Un po presto X me ancora

Sono stata molto male X certi suoi atteggiam devo procedere con calma


----------



## Nocciola (12 Aprile 2017)

Carola ha detto:


> Io temo sia un modo X ricucire
> on più o ragazzi sciano con lo sci club saremmo soli X buona parte della giornata
> 
> Un po presto X me ancora
> ...


.
Fai bene a fare quello che ti senti


----------



## Carola (12 Aprile 2017)

farfalla ha detto:


> .
> Fai bene a fare quello che ti senti


Si
Poi magari sbaglio eh
...
Vedremo


----------



## Nocciola (12 Aprile 2017)

Carola ha detto:


> Si
> Poi magari sbaglio eh
> ...
> Vedremo


.
io per esempio chiederei ai ragazzi
Se a loro fa piacere passarlo insieme non glielo negherei


----------



## Foglia (12 Aprile 2017)

farfalla ha detto:


> .
> Io avrei detto di si senza dubbi. forse per le esperienze di separazione che ho dove la maggior parte delle volte le feste le passano ancora insieme ed è una cosa che mi piace molto



Non e' la prima volta che ti sento dire questa cosa. A me ha sempre un po' incuriosito la storia di tutte queste coppie che sembra vadano d'amore e d'accordo oltre ogni aspettativa, eventualmente legata ai figli. Perché occhei l'interesse dei figli, ma è anche vero che non è interesse dei figli vedere i genitori che se anche non si lanciano coltelli, nulla hanno di armonico tra loro per condividere giornate che dovrebbero essere di festa.

Vorrei capire: hai esperienza di coppie che, paradossalmente, vanno più d'accordo dopo la separazione?

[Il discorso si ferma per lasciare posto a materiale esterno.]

PR #765, opened 2026-05-06
fix: use sole credential user in single-user mode

### LINKED ISSUE #642: Single-user mode should override caller-provided user_google_email with credential file email
## Bug Description

In single-user mode (`--single-user`), `get_credentials()` in `google_auth.py` only overrides `user_google_email` with the email from the credential file when the caller did not provide one. If the caller provides a **different** email than what's in the credential file, the mismatch causes a session binding conflict and auth failure.

## Environment

- workspace-mcp v3.2.0
- Claude Desktop (Cowork mode)
- macOS, stdio transport
- 3 MCP server instances configured for 3 separate Google accounts

## Steps to Reproduce

1. Configure 3 Gmail MCP servers in `claude_desktop_config.json` with `--single-user` flag, each pointing to a different credentials directory with a single token file
2. Open **two** Cowork projects. Each project launches its own set of 3 MCP processes (6 total)
3. From Project B, ask Claude to search Gmail on a specific account. Claude passes a `user_google_email` that may differ from the credential file email (e.g. Claude uses the user's profile email instead of the account-specific email)
4. Auth fails with "re-authentication required"

## Root Cause

In `google_auth.py` around line 880:

```python
# Use the email from the credential file if not provided
if not user_google_email and found_user_email:
    user_google_email = found_user_email
```

The condition `if not user_google_email` means if the caller provides any email (even the wrong one), the credential file's email is ignored. Later, when the refreshed token is saved:

1. `save_credentials_to_session` uses the wrong email
2. `store_credential` writes a stale file with the wrong email name
3. `OAuth21SessionStore.store_session()` throws `ValueError: Session is already bound to a different user`

This also causes a case-sensitivity variant: if the credential file is `User@gmail.com.json` but the caller passes `user@gmail.com`, the same conflict occurs.

## Suggested Fix

In single-user mode, unconditionally override `user_google_email` with the email from the credential file:

```python
# In single-user mode, always use the credential file's email
if found_user_email:
    user_google_email = found_user_email
```

This is correct because single-user mode by definition has exactly one account per credentials directory. The server should trust its own files over what the caller passes.

## Debug Log Evidence

```
[get_credentials] Single-user mode: bypassing session mapping
[single-user] Found credentials for sameer@account1.com via credential store
[get_credentials] Credentials not valid. Attempting refresh. User: 'wrong@email.com'
[get_credentials] Credentials refreshed successfully.
Stored credentials for wrong@email.com <-- WRONG EMAIL
[get_credentials] Error refreshing credentials: Session is already bound to a different user
```

## Related Issues

- #372 (multi-account configuration)
- #310 (email address confusion in single-user mode)

zxyasfas:
## Description
Fixes single-user auth when the MCP client sends a stale or profile-derived `user_google_email` that does not match the local credential file. In single-user mode, the credential store is now allowed to use its sole stored account as the canonical user. If multiple credential users exist, the previous strict behavior is preserved to avoid selecting the wrong account.

Fixes #642

## Type of Change
- [ ] Documentation update

## Testing

Commands run:
- `uv run pytest tests\\auth\\test_google_auth_refresh_persistence.py`
- `uv run ruff check auth\\google_auth.py tests\\auth\\test_google_auth_refresh_persistence.py`

## Checklist

## Additional Notes
The fallback is intentionally limited to exactly one stored credential user, with a case-insensitive email match handled before the single-user fallback path.

## Summary by CodeRabbit

* **Bug Fixes**
  * More reliable Google sign-in in single-user mode with case-insensitive email matching, improved fallback when the requested account is missing, and consistent canonical email propagation for sessions and persistence.

* **Tests**
  * Expanded coverage for single-user authentication flows, credential resolution and storage behaviors.

* **Documentation**
  * Updated authentication docs to reflect refined single-user decision rules.

[Review Change Stack](https://app.coderabbit.ai/change-stack/taylorwilsdon/google_workspace_mcp/pull/765)

### DIFF
--- a/auth/google_auth.py
+++ b/auth/google_auth.py
@@ -133,6 +133,68 @@ def _find_any_credentials(
     return None, None
 
 
+def _find_single_user_credentials_for_request(
+    user_google_email: str,
+) -> tuple[Optional[Credentials], Optional[str]]:
+    """
+    Find credentials in single-user mode when the caller supplied an email.
+
+    A single-user deployment may receive a stale or client-profile email from
+    the MCP client. If the credential store contains exactly one account, trust
+    the local credential file over the caller-provided value. When multiple
+    users exist, keep the strict behavior to avoid selecting the wrong account.
+    """
+    credential_store = get_credential_store()
+    credentials = credential_store.get_credential(user_google_email)
+    if credentials:
+        logger.info(
+            f"[get_credentials] Single-user mode: found credentials for requested user {user_google_email}"
+        )
+        return credentials, user_google_email
+
+    try:
+        users = credential_store.list_users()
+    except Exception as e:
+        logger.info(
+            "[get_credentials] Single-user mode: no credentials for requested "
+            f"user {user_google_email}; cannot inspect local credential users: {e}"
+        )
+        return None, None
+
+    requested_lower = user_google_email.lower()
+    case_matches = [user for user in users if user.lower() == requested_lower]
+
+    if len(case_matches) == 1:
+        selected_user = case_matches[0]
+        logger.info(
+            "[get_credentials] Single-user mode: using credential store email "
+            f"{selected_user} for requested user {user_google_email}"
+        )
+    elif len(users) == 1:
+        selected_user = users[0]
+        logger.info(
+            "[get_credentials] Single-user mode: overriding requested user "
+            f"{user_google_email} with sole credential user {selected_user}"
+        )
+    else:
+        logger.info(
+            "[get_credentials] Single-user mode: no credentials for requested "
+            f"user {user_google_email}; not falling back because {len(users)} "
+            "credential users are available"
+        )
+        return None, None
+
+    credentials = credential_store.get_credential(selected_user)
+    if not credentials:
+        logger.info(
+            "[get_credentials] Single-user mode: selected credential user "
+            f"{selected_user} could not be loaded"
+        )
+        return None, None
+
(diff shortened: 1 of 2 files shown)


taylorwilsdon:
Will this solve for ^ ? https://github.com/taylorwilsdon/google_workspace_mcp/pull/762

zxyasfas:
Added a follow-up commit for the credential-email propagation case.

The single-user fallback now keeps `get_credentials()` backward-compatible while exposing the resolved credential email to callers through an optional callback. `get_authenticated_google_service()` uses that resolved email before returning `(service, user_email)`, so downstream tools receive the canonical stored account instead of the stale/requested email when the sole local credential is selected.

This is complementary to #762: #762 recovers missing OAuth state in single-user stdio flows; this PR handles the next step where the MCP client may still pass a stale `user_google_email` after auth. Together they cover both the missing-state recovery path and the credential-email mismatch path.

Validation:
- `python -m py_compile auth/google_auth.py tests/auth/test_google_auth_refresh_persistence.py`

zxyasfas:
Addressed the latest review nits by adding explicit type annotations to the updated test helpers and test functions in `tests/auth/test_google_auth_refresh_persistence.py`.

Validation:
- `python -m py_compile auth/google_auth.py tests/auth/test_google_auth_refresh_persistence.py`
- `python -m ruff check tests/auth/test_google_auth_refresh_persistence.py`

O sono coppie che si vogliono ancora bene, al di là dei figli? In questo caso, perché si sono separati?


----------



## Carola (12 Aprile 2017)

farfalla ha detto:


> .
> io per esempio chiederei ai ragazzi
> Se a loro fa piacere passarlo insieme non glielo negherei


Non voglio far pesare loro responsabilità 
Mi hanno detto e mi trovano  d accordo che non vanno caricati di scelte....capiscono tutto


----------



## Carola (12 Aprile 2017)

Cielo ha detto:


> Non e' la prima volta che ti sento dire questa cosa. A me ha sempre un po' incuriosito la storia di tutte queste coppie che sembra vadano d'amore e d'accordo oltre ogni aspettativa, eventualmente legata ai figli. Perché occhei l'interesse dei figli, ma è anche vero che non è interesse dei figli vedere i genitori che se anche non si lanciano coltelli, nulla hanno di armonico tra loro per condividere giornate che dovrebbero essere di festa.
> 
> Vorrei capire: hai esperienza di coppie che, paradossalmente, vanno più d'accordo dopo la separazione?
> 
> O sono coppie che si vogliono ancora bene, al di là dei figli? In questo caso, perché si sono separati?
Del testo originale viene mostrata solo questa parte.